All colorectal cancer survivors will be arranged to attend the survivorship clinic after 3 months of curative operation along with CR follow up for explaining surveillance investigation and follow up plan, management on acute post-treatment side effect and bowel dysfunction, health promotion, and psychological support to aid smooth transition from cancer sufferer to survivorship. For the stable survivors undergone curative operation beyond 5 years who are eligible for selection criteria will be referred by CR specialists and transited to the survivorship clinic for life-long yearly follow up. Comprehensive physical examination and history taking is performed with arrangement of surveillance colonoscopy / CEA checking if indicated in survivorship clinic. Patient will be referred back to CR specialists if any suspicious symptoms of cancer recurrence according to pre-approval protocol.



The new case referral or old case in colorectal clinic with bowel dysfunction is referred to bowel function clinic if patients agree and are eligible for inclusion criteria. Patient is first assessed by surgeon for formulating the treatment plan, followed by the nurse clinic. All patients will go through comprehensive history taking, bowel function assessment, abdominal and per rectal examination with various nursing interventions for improving bowel function given. The progress will be reviewed by CR specialists periodically in case conference.
Result & Outcome :
In one-year service of colorectal nurse clinic:



Mean waiting time of non-urgent new case referral with lower GI symptoms in traditional out-patient clinic is 53 weeks while it is greatly shortened in colorectal triage clinic to 12 weeks. Total 322 patients were arranged for colonoscopy and 61 of them were completed. Detection rate of colorectal cancer and colonic polyp is 6.6% and 37.7% respectively.



For colorectal cancer survivorship clinic, total 168 survivors after 3 months of curative operation were recruited for health promotion to minimize disease recurrence, management on bowel dysfunction after treatment and psychological support. On the other hands, total 322 stable survivors undergone curative operation beyond 5 years were transited from colorectal doctor clinic to survivorship nurse clinic for further survivorship care. Hence, the workload and burden of colorectal doctor clinic can be shared and colorectal surgeons can more focus and concentrate on cancer diagnosis and related treatment.

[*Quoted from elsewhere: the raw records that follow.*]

PR #2738, opened 2026-09-04
fix(ingesters/kinesis): fail fast on cancellation and honor shutdowns everywhere

tyler-elton-gravwell:
This PR addresses https://github.com/gravwell/gravwell/issues/2739

### Cause of the Bug

The Kinesis ingester spins up one goroutine _per Kinesis shard_ that all share a single `context.Context`. When the ingester shuts down via `SIGINT|SIGTERM|SIGQUIT` we call `cancel()` on that context. Any shard goroutine that is in the middle of a retry when this cancellation happens will get a `context.Canceled` error back from the `GetRecords` API call. After we log this error, we sleep via `utils.QuittableSleep` but **never checked if that sleep returned because of a context cancellation** and never checked `ctx.Err()` before retrying. This causes the goroutine to immediately retry the `GetRecords` API call again, causing the same error, log, repeat. `wg.Done()` never fired, so `main` never exited. 

There are some other high priority fixes in here revolving around race conditions as well (see below).

## This PR proposes...

- failing fast on context cancellation instead of spinning forever
- fixing a race condition around `metricsTracker` by guarding with a mutex
- fixing a race condition around `running` that's not synced by removing it in favor of `ctx.Err() == nil`
- bounding `wg.Wait()` with `utils.SyncExitTimeout`
- fixing a possible divide by zero error on stats counting

## PR Tasks

  - The Kinesis ingester is not readily testable via e2e or unit tests. We should follow up on this and make it testable (not in this pr to avoid scope creep) 

## Reviewer Tasks

### DIFF
--- a/ingesters/KinesisIngester/main.go
+++ b/ingesters/KinesisIngester/main.go
@@ -273,13 +273,17 @@ func main() {
 					output, err := svc.GetShardIterator(ctx, gsii)
 					if err != nil {
 						_ = lg.Error("error on shard", log.KV("number", shardid), log.KV("stream", stream.Stream_Name), log.KV("shard", *shard.ShardId), log.KVErr(err))
-						utils.QuitableSleep(ctx, 5*time.Second)
+						if utils.QuitableSleep(ctx, 5*time.Second) {
+							break reconnectLoop
+						}
 						continue
 					}
 					if output.ShardIterator == nil {
 						// this is weird, we are going to bail out
 						_ = lg.Error("got nil initial shard iterator, sleeping and retrying")
-						utils.QuitableSleep(ctx, 5*time.Second)
+						if utils.QuitableSleep(ctx, 5*time.Second) {
+							break reconnectLoop
+						}
 						continue
 					}
 					iter := *output.ShardIterator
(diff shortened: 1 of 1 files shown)


tyler-elton-gravwell:
Steps to test the fix:

1. Bring up Kinesis locally

```bash
cd ingesters/examples/aws
docker compose up -d
```

environment:
```yaml
  - GRAVWELL_INGEST_AUTH=IngestSecrets
  - GRAVWELL_INGEST_SECRET=IngestSecrets
```

Set up AWS CLI profiles per [ingesters/examples/aws/readme.md](https://github.com/gravwell/gravwell/blob/next-patch/ingesters/examples/aws/readme.md), then:

```bash
aws --profile kinesis-local kinesis create-stream --stream-name test --shard-count 1 --region us-east-1
```

2. Build and run the ingester

```bash
go build -o /tmp/kinesis-ingester ./ingesters/KinesisIngester
/tmp/kinesis-ingester -config-file ingesters/examples/aws/kinesis.conf -v &
echo "PID=$!"
```

Wait for `/tmp/kinesis.log` to show Ingester gone hot.

3. Force the error condition

```bash
docker stop kinesis-local
```

Within 5-10s, `/tmp/kinesis.log` should show "answer error" with context canceled/connection refused. That matches the crash report's error class.

4. Send shutdown signal, check for hang

```bash
kill -TERM <PID>
for i in $(seq 1 20); do kill -0 <PID> 2>/dev/null || { echo "exited"; break; }; sleep 0.5; done
kill -0 <PID> 2>/dev/null && echo "STILL RUNNING, bug present"
```

Fixed: exits within 1-2s, log shows a few more "answer error" lines then exiting.

Bug present: never exits, log floods thousands of lines/sec, needs `kill -9`.

5. Cleanup

```bash
docker start kinesis-local
cd ingesters/examples/aws && docker compose down
```

ingesters/KinesisIngester/main.go
```diff
@@ -370,7 +415,6 @@ func main() {
 	utils.WaitForQuit()
 	ib.AnnounceShutdown()
```
kris-watts-gravwell, line 420: this might be super racy now, we don't signal through that boolean anymore, we signal through the context which is on the other side of the sleep, this feels weird

ingesters/KinesisIngester/main.go
kris-watts-gravwell, line 425: now that the context is what shuts everything down is this an issue?  we sleep THEN cancel.

Why?

kris-watts-gravwell: this one is still ignored, is that on purpose?

ingesters/KinesisIngester/main.go
```diff
@@ -245,10 +261,19 @@ func main() {
...
 				// make the shardMetrics and add it to the array
 				tracker := shardMetrics{}
+
+				metricsTrackersMu.Lock()
 				metricsTrackers = append(metricsTrackers, &tracker)
+				metricsTrackersMu.Unlock()
+
 				if stream.Metrics_Interval == 0 {
 					// disable it
 					tracker.Disabled = true
```
kris-watts-gravwell, line 278: does this need to be guarded and happen before the locking above?

kris-watts-gravwell (changes requested):
check on comments and advise.

ingesters/KinesisIngester/main.go
tyler-elton-gravwell: nope, missed this one. addressed in a6576498eeb08ba0be6f53947c8f1dbfb29acfb1

ingesters/KinesisIngester/main.go
tyler-elton-gravwell: yes, addressed in 0e34344734a0868ae3f6f1409e943b983a594758

ingesters/KinesisIngester/main.go
tyler-elton-gravwell: the sleep mirrors our s3 and sqs ingesters by giving them time to process any in-flight `ProcessContext` calls, not about interrupting the aws polling calls. i added the comment around this that s3/sqs already have in 1851651b7ce2557cb0365c45c035915a3841dadd

ingesters/KinesisIngester/main.go
tyler-elton-gravwell: `running` would have only ever short-circuted in a narrow window between blocking aws calls. i believe my changes in here makes the best-case shutdown happen around 1s slower in favor of deleting an unsynchronized shared variable.

david-fritz-gravwell:
@claude review

david-fritz-gravwell:
@claude review

kris-watts-gravwell (approved):
LGTM

PR #2753, opened 2026-09-08
chore(#1325): upgrade gopsutil from v2 to v4

daniel-moreno-levy-gravwell:
This PR addresses https://github.com/gravwell/issues/issues/1325

## This PR proposes...

- Upgrade `github.com/shirou/gopsutil` from `v2.20.9+incompatible` (2020) to `v4.26.6` in the three importers: `ingest/log/utils.go`, `ingesters/base/base.go`, `ingesters/massFile/main.go`. Every call site (`host.PlatformInformation`, `host.KernelVersion`, `mem.VirtualMemory`) has the same signature in v4, so this is import paths only.
- Update `go.mod`/`go.sum` in the root module and in `tools/mock/mimecast/`, which `replace`s the parent. `e2e/` is unchanged: it depends on the published module rather than a local `replace`, so it picks this up at the next module release.
- Why: v2 uses deprecated APIs that warn on every macOS build, it is five years and two majors old, and the monorepo already had both majors in its graph. v2 did not break the monorepo on macOS (it imports `host` and `mem`, not the `disk` package whose darwin build fails), so this is hygiene rather than unblocking.
- `gopsutil v2.20.9 // indirect` remains in the root `go.mod` because `gravwell/v4/qa` imports `gravwell/v3/ingest/log`, which pins it. Out of scope here.
- Companion backend PR: gravwell/backend#4488. The two are independent: `client/types` already defines its own `AvgStat`, so neither PR needs the other to build. Targets `next-major` per team decision.

## PR Tasks

- [ ] e2e and/or unit tests included. If not, please provide an explanation. (No new tests: this is an import-path change with identical call-site signatures, and the existing tests exercise these packages.)
- [ ] **Bug fixes only:** minimal repro steps included on the issue (for PR QA + Release QA). (Not a bug fix.)
- [x] `go build` / `go vet` of the three packages clean for both `linux/amd64` and `darwin/arm64` with `CGO_ENABLED=0`.
- [x] `go mod tidy` is idempotent in all three modules.
- [x] No `gopsutil` v2 import path remains (`git grep`).

## Reviewer Tasks


kris-watts-gravwell (approved):
LGTM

In bowel function clinic, total 218 patients having bowel function problem were recruited with 100 patients exited. 60% of exited patients reported that the bowel function was improved in terms of scoring system and bowel symptoms after following nursing interventions provided in nurse clinic. Moreover, second-line interventions including anorectal manometry, biofeedback, pudendal nerve motor latency test and transanal irrigation had been already implemented to bowel function clinic for complicated case.



Patient satisfaction survey was carried out for 6 months and mean score was 4.9/5.